La déclassification de la CIA soulève une question inconfortable : pourquoi les avertissements existaient alors que l’alerte n’a pas été activée.

Logique de Washington

Lecture de Washington Cela ne nécessite pas de croire aux complots. Il suffit de comprendre une coalition de victimes, de membres du Congrès républicains et démocrates et de commandants des services de renseignement qui font pression en faveur de la déclassification depuis deux décennies. La Maison Blanche ne publie pas ces documents par hasard : elle le fait pour contrôler le discours et répondre à une demande de plus en plus organisée.

Le précédent le plus proche est celui des 28 pages du Congrès sur l’Arabie saoudite, retenues pendant des années et publiées en 2016 sous la pression des deux partis. Ce mouvement n’a pas rompu l’alliance avec Riyad, mais il a forcé à justifier les zones sombres. La logique de l’administration Trump est similaire : déclassifier pour ne pas se laisser prendre dans la fuite.

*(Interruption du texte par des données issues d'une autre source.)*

PR #750, opened 2015-03-22
Update autostartemustat.sh

bircoe:
2 changes:
option 2, if you have emulation station closed logging in via ssh will start es, adding a check for display and which tty the /etc/profile file is being run from prevents this.
option 3, forces emulation station to restart upon closing, as I couldn't find another way to refresh the games list after adding extra roms this is my current work around.

### DIFF
--- a/scriptmodules/supplementary/autostartemustat.sh
+++ b/scriptmodules/supplementary/autostartemustat.sh
@@ -8,6 +8,7 @@ function configure_autostartemustat() {
     options=(
         1 "Original boot behaviour"
         2 "Start Emulation Station at boot."
+        3 "Start Emulation Station at boot, closing Emulation Station will restart it."
     )
     choices=$("${cmd[@]}" "${options[@]}" 2>&1 >/dev/tty)
     if [[ -n "$choices" ]]; then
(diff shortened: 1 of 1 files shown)


joolswills:
thanks

it shouldn't have started when logging in via SSH - are you saying the previous check didn't work - I wasn't able to reproduce the problem here.

I like the patch, but it needs to probably remove and re-add if switching between options 2 and 3 - currently if you do option 2, you would have to choose option 1 first before you could change it to 3.

joolswills:
it could be de-duplicated too, as they are basically the same with a minor change to the launching so the other code should be included once perhaps with a parameter.

joolswills:
Having another think about this, instead of a 3rd option, we could have a prompt to ask the user to press a key, and wait a second. if they press a key they drop to shell, else emulationstation is loaded again. what do you think ?

bircoe:
Hi, yes, the previous check definitely didn't work for me, it's a pretty specific use case though, ES has to be closed and the Pi sitting at a console, logging in via SSH causes ES to start on the monitor attached to the Pi, the problem was there across multiple reboots, granted it is a pretty minor problem but still annoying if you wanted ES to stay closed.

I agree, that it should be removed first, I hadn't thought of that scenario when a user wanted to switch between 2-3 and vice versa.

Instead of the 3rd option another prompt is fine by me, I won't have time to have another go at it till later tonight but I like that idea.

Cheers,
Martin

joolswills:
I can implement the other idea if you like - I would probably do it by changing the launch script, and making the loop by default perhaps.

I can't reproduce the ssh issue. the environment variable should be set on any ssh session which it checks.

bircoe:
PS also note that the 3rd option could be desired default as it would save users having to find a keyboard if they accidentally closed ES or it crashed.

joolswills:
it would default to restarting es, but press a key to drop to console.

bircoe:
The environment variable was definitely set, so I don't understand why it happened... that was the first thing I checked for once I located where emulationstation was started from.

bircoe:
If you like the idea of having ES restart by default with a key press to drop to shell then perhaps drop option 3 and do the loop and key check in /usr/bin/emulationstation?

First start could be a normal start entering the loop after ES starts preventing the press any key to drop to shell message on boot.

joolswills:
yeh - the loop in the launcher sounds like the best option.

bircoe:
Well let's close this pull and I'll create 2 new pulls?

joolswills:
https://github.com/petrockblog/RetroPie-Setup/pull/756

PR #756, opened 2015-03-24
restart emulation station on exit (unless a key is pressed). Since emula...

joolswills:
...tion station doesn't yet have a mechanism to pick up on

any changed roms, it is quite annoying for users to have to keep restarting / plug in a keyboard etc. With this change afetr 5 seconds
emulationstation will restart, unless a key is pressed and the user wants to drop to terminal.


joolswills:
https://github.com/petrockblog/RetroPie-Setup/pull/750

PR #760, opened 2015-03-26
rename retroarchjoyconfig to retroarchinput, and add keyboard configuration to it

joolswills:


HerbFargus:
Random potentially unrelated question to this merge- will there ever be a point when on first boot into emulationstation that the configuration box that shows up- will configure controllers for both emulationstation and retroarch?

joolswills:
well, it might happen in the future, would need some mechanism to convert from the es_input.cfg to something usable by retropie. It's not something I personally have planned though.

joolswills:
or something to run first which would generate the es config and the retroarch configs.

HerbFargus:
well in the meantime I think retroarch-config in the new RetroPie menu was a really good step in the right direction.

petrockblog:
> Random potentially unrelated question to this merge- will there ever be a point when on first boot into emulationstation that the configuration box that shows up- will configure controllers for both emulationstation and retroarch?

I have planned to work on that. I already have quite a clear idea about that and fits very well into the modular organization of the RetroPie-Setup Script. 
The retroarch-config in the RetroPie menu definitely was a good step.

joolswills:
recallbox does something like this where they have some additional control set up stuff in es, then generate configs for retroarch and a few other emulators based on this. It's something that would be nice to have for sure, but requires time to implement.

Issue #766, opened 2015-03-27
Game specific config files for retroarch


janezkranjc:
Hello!

Would it be possible to implement a separate config file for certain roms?

http://blog.petrockblock.com/forums/topic/game-specific-config/ <- this guy proposed a pretty good solution but it doesn't work because he can't put %ROM% twice in the command.

joolswills:
Can you give me an example use case ? it could be done via runcommand, but what would you need to change on a per rom basis ?

janezkranjc:
I am using lr-genesis-plus-gx which allows me to play 4 player games such as general chaos and fifa with 4 controllers if I add this setting to the megadrive retroarch.cfg:

input_libretro_device_p2="1025"

However, if I have this setting enabled all other games that do not support multitap do not work as controllers are no longer detected by the games. Whatever I press even on controller 1 doesn't work.

So I would need to have a separate config for multi-tap games (general chaos, fifa, nba jam) and regular one or two-player games

joolswills:
ill see what I can do.

janezkranjc:
Thanks for merging!

joolswills:
no probs. I've made a couple of changes - to use the dialog editbox rather than nano, and I removed the additional regular expression, as it can just be appended to the conf variable..

janezkranjc:
It looks really cool now! And it deletes the config file if it's empty, very clever :)

PR #770, opened 2015-03-28
enabled the option in the menu to edit custom config for each rom, if config exists it is added to appendconfig (only for retroarch)

janezkranjc:
This pull request addresses the issue #766.

I am not very proficient in bash programming, but this is the solution I've been searching for. Even if this pull request is not merged it may provide a simple way to solve this problem for somebody.


joolswills:
thanks :)

fillipefeitosa:
Thanks. This is perfect for multitap games in SNES. Cause some games does not work with the multitap set on.

joolswills:
Please use the RetroPie forum for help.

PR #771, opened 2015-03-28
Retroarch cleanup

gizmo98:
Remove all shaders and remove assets. All old shaders are moved to
common-shaders repo.
https://github.com/petrockblog/RetroPie-Setup/issues/762


joolswills:
thanks :)

PR #773, opened 2015-03-29
mupen64plus: Cleanup and new plugins

gizmo98:


gizmo98:
We can test it and move it over later.
https://github.com/petrockblog/RetroPie-Setup/issues/772

gizmo98:
Ok. Should be better now.

PR #840, opened 2015-05-24
Mupen64plus-testing: Audio buffer underun fix

gizmo98:
AUDIO OMX: Enable extended options to increase audio buffer


joolswills:
cheers.

PR #842, opened 2015-05-24
Add experimental NDS emu Desmume

gizmo98:
It is really slow and needs much more processing power than a pi2 has.


joolswills:
Please can you correct the indentation, and resubmit the above changes as a single commit.

joolswills:
I manually merged it as a single commit.

PR #846, opened 2015-05-30
Add uae4arm (RPI2 - dispmanx)

amigagamer:
Adds Uae4Arm installer to experimental menu (raspberry pi 2 only)

### DIFF
--- a/scriptmodules/emulators/uae4arm.sh
+++ b/scriptmodules/emulators/uae4arm.sh
@@ -26,8 +26,8 @@ function build_uae4arm() {
 
 }
 function install_uae4arm() {
- 	cp data "$md_inst" -r
-	md_ret_files=(
+    cp data "$md_inst" -r
+    md_ret_files=(
         'uae4arm'
   #      'uae4all'
   #      'Readme.txt'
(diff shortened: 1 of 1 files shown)


joolswills:
Thanks. Please see above comments regarding formatting etc.

scriptmodules/emulators/uae4arm.sh
```diff
@@ -0,0 +1,65 @@
...
+function configure_uae4arm() {
+    mkRomDir "amiga"
+
+    mkdir -p "$md_inst/conf"
+   #   echo "path=$romdir/amiga" >"$md_inst/conf/adfdir.conf"
+    chown -R $user:$user "$md_inst/conf"
+
+    mkdir -p "$md_inst/kickstarts"
+    chown -R $user:$user "md_inst/conf"
+
```
joolswills: This should be $md_inst btw. Don't worry though, rather than merging the pull request, I will apply it manually with a couple of changes. thanks.

joolswills:
I committed the code with some additional changes. the md_inst line was also changing the permissions on the wrong folder - but since we symlink the kickstarts, I left the kickstarts folder non-writable by the pi user. it's still in the experimental section anyway. thanks.

PR #847, opened 2015-05-31
Update kodi.sh

HerbFargus:
This fixes the black screen on exit to emulationstation

see post here: 
http://blog.petrockblock.com/forums/topic/exiting-kodi-to-emulationstation/

### DIFF
--- a/scriptmodules/ports/kodi.sh
+++ b/scriptmodules/ports/kodi.sh
@@ -30,26 +30,11 @@ function configure_kodi() {
 
     cat > "$romdir/ports/Kodi.sh" << _EOF_
 #!/bin/bash
-LOG_FILE=$HOME/.kodi/temp/kodi.log
- 
-rm $LOG_FILE 2> /dev/null
- 
-/usr/lib/kodi/kodi.bin --standalone &
- 
-while [[ ! -f $LOG_FILE ]] ; do
-  sleep 1s
-done
- 
-while read line ; do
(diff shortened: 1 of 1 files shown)


joolswills:
Does kodi not exit cleanly then - the script has a busy loop watching the log, then tries to kill kodi - if kodi exits ok, we can leave that out and just reset the framebuffer. I'm not keen on adding this in the current form as it seems a rather heavy handed workaround.

HerbFargus:
@joolswills It doesn't exit cleanly for quite a few people I've seen as I've trolled the forums in the past few months (including myself) it would just freeze up on the black screen when you exit to emulationstation. 

You were correct about only needing the framebuffer- I took all the log rubbish out and just left the framebuffer reset and it works just fine.

joolswills:
Yeh so it's exiting ok, but leaves the framebuffer in an unusable state. Probably running it via runcommand may fix it too (as that does a framebuffer reset).

Please could you submit an additional pull request with just the change as a single commit - alternatively i could apply the change manually (avoids having two commits adding them removing code).

HerbFargus:
Ok, sorry for my inexperience with github, I'm still figuring it out. I've added another pull request with runcommand and it seems to work with initial testing.

joolswills:
np.  thanks for the contributions :)

Nothing wrong with multiple commits sometimes, but it's just tidier to have a single commit for a small change.

PR #851, opened 2015-05-31
Update kodi.sh

HerbFargus:
Added runcommand to kodi


joolswills:
thanks.

HerbFargus:
Seems I spoke too soon on the matter and the black screen freeze issue still happens after watching a video for some time in kodi (perhaps it is because emulationstation  goes to sleep?) Thoughts on a more concise solution than the posts here?:
http://blog.petrockblock.com/forums/topic/exiting-kodi-to-emulationstation/

joolswills:
I will take a look when I get a free moment. thanks for the info.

Il y a un deuxième calcul. La relation avec Arabie Saoudite est stratégique pour Donald Trumpet la déclassification du chapitre saoudien pourrait avoir des coûts diplomatiques. Pour l’instant, la CIA a montré ses avertissements à Bush et a laissé en suspens ses conclusions sur Riyad.

Pour Espagnele thème nourrit un principe qui Moncloa et Bruxelles le sait bien : la transparence du renseignement est gérée comme une décision politique. Le 11 mars 2004 a introduit les liens entre terrorisme et financement international dans le débat espagnol, et l’expérience nord-américaine montre une fois de plus que chaque publication de documents a un propriétaire et une époque.

La projection est claire. La CIA a déjà agi ; la décision finale sur les documents liés à Arabie Saoudite reste entre les mains de l’Exécutif. La prochaine fenêtre sera la réponse de la Maison Blanche aux nouvelles demandes formelles de déclassification.

Dossier

  • Le cas : Le INC. a publié 71 rapports présidentiels qui George W. Bush reçus dans les mois précédant le 11 septembre, avec des notifications sur les projets de Al-Qaïda.
  • Faits marquants : les 6 et 28 août 2001, plus un avis de juillet ; 25ème anniversaire des attentats ; pétition des familles pour déclassifier le rôle de Arabie Saoudite.
  • Pour l’Espagne : Intérêt politique et de renseignement : la déclassification sélective renforce le principe de transparence mesurée et peut rouvrir le débat sur les pays tiers.